[Dataset extract Boundary: Start]
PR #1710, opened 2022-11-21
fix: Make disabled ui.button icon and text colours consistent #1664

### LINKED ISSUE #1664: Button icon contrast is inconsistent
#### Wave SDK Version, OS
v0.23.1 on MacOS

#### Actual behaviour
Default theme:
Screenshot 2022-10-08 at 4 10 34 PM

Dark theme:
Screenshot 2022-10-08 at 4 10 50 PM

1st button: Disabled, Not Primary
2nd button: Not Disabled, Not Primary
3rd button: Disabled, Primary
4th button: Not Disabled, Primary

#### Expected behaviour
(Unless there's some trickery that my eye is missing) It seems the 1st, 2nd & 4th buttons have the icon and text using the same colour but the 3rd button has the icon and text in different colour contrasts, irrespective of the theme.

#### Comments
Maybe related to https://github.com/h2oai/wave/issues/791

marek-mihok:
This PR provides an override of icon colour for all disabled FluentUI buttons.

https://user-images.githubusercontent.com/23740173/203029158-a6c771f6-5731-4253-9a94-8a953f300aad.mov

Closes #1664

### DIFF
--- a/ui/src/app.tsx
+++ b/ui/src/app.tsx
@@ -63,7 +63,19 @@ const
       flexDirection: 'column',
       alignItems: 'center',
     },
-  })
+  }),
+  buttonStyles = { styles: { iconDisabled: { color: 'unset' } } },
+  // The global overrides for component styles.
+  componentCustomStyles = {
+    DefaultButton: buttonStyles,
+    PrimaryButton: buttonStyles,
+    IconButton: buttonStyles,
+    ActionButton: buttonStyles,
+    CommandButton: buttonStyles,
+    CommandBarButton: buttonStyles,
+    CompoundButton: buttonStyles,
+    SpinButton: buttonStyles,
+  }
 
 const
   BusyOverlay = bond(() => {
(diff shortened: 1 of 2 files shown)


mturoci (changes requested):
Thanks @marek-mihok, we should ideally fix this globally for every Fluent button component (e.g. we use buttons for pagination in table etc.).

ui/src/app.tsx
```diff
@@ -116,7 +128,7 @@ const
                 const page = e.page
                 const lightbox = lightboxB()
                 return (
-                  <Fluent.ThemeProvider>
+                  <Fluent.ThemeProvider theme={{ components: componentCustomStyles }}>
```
[Dataset extract Boundary: End]
[Dataset extract Boundary: Start]
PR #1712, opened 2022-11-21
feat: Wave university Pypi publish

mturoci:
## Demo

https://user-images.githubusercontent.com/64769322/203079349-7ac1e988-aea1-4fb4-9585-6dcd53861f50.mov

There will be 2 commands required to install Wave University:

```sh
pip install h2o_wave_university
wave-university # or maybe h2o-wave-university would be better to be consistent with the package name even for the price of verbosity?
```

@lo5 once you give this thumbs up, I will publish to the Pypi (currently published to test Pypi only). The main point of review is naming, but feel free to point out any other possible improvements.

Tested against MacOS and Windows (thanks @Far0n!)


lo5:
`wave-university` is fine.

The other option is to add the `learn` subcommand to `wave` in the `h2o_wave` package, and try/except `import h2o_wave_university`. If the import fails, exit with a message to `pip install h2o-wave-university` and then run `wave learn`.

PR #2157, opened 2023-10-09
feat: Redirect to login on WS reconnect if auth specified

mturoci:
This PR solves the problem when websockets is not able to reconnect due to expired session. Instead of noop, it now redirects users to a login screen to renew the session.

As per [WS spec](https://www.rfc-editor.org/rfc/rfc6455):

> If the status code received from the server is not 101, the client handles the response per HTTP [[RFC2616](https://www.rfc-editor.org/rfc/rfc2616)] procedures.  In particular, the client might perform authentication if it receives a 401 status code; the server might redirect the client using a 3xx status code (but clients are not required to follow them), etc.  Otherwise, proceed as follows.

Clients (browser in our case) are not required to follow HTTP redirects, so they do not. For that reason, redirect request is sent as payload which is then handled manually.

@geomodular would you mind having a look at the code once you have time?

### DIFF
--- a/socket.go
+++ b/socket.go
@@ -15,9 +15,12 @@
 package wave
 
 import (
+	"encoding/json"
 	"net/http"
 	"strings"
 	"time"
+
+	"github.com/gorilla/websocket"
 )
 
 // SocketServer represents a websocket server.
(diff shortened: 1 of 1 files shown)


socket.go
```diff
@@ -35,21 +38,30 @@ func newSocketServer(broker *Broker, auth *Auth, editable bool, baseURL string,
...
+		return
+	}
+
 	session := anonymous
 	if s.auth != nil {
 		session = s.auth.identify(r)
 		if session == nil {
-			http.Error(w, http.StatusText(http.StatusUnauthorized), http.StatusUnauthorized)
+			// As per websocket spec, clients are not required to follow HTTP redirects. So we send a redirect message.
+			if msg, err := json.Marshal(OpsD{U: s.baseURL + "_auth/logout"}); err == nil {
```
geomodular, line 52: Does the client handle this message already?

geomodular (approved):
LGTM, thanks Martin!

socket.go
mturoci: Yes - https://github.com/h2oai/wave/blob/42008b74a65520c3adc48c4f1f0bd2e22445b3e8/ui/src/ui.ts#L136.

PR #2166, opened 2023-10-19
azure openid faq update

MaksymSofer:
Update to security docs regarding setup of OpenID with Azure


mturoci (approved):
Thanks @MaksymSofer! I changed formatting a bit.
[Dataset extract Boundary: End]
Transcribe the records above exactly, beginning at the line that contains "PR #1710, opened 2022-11-21" and ending with the line that contains "BusyOverlay = bond(()", both included, and nothing else.

PR #1710, opened 2022-11-21
fix: Make disabled ui.button icon and text colours consistent #1664

### LINKED ISSUE #1664: Button icon contrast is inconsistent
#### Wave SDK Version, OS
v0.23.1 on MacOS

#### Actual behaviour
Default theme:
Screenshot 2022-10-08 at 4 10 34 PM

Dark theme:
Screenshot 2022-10-08 at 4 10 50 PM

1st button: Disabled, Not Primary
2nd button: Not Disabled, Not Primary
3rd button: Disabled, Primary
4th button: Not Disabled, Primary

#### Expected behaviour
(Unless there's some trickery that my eye is missing) It seems the 1st, 2nd & 4th buttons have the icon and text using the same colour but the 3rd button has the icon and text in different colour contrasts, irrespective of the theme.

#### Comments
Maybe related to https://github.com/h2oai/wave/issues/791

marek-mihok:
This PR provides an override of icon colour for all disabled FluentUI buttons.

https://user-images.githubusercontent.com/23740173/203029158-a6c771f6-5731-4253-9a94-8a953f300aad.mov

Closes #1664

### DIFF
--- a/ui/src/app.tsx
+++ b/ui/src/app.tsx
@@ -63,7 +63,19 @@ const
       flexDirection: 'column',
       alignItems: 'center',
     },
-  })
+  }),
+  buttonStyles = { styles: { iconDisabled: { color: 'unset' } } },
+  // The global overrides for component styles.
+  componentCustomStyles = {
+    DefaultButton: buttonStyles,
+    PrimaryButton: buttonStyles,
+    IconButton: buttonStyles,
+    ActionButton: buttonStyles,
+    CommandButton: buttonStyles,
+    CommandBarButton: buttonStyles,
+    CompoundButton: buttonStyles,
+    SpinButton: buttonStyles,
+  }
 
 const
   BusyOverlay = bond(() => {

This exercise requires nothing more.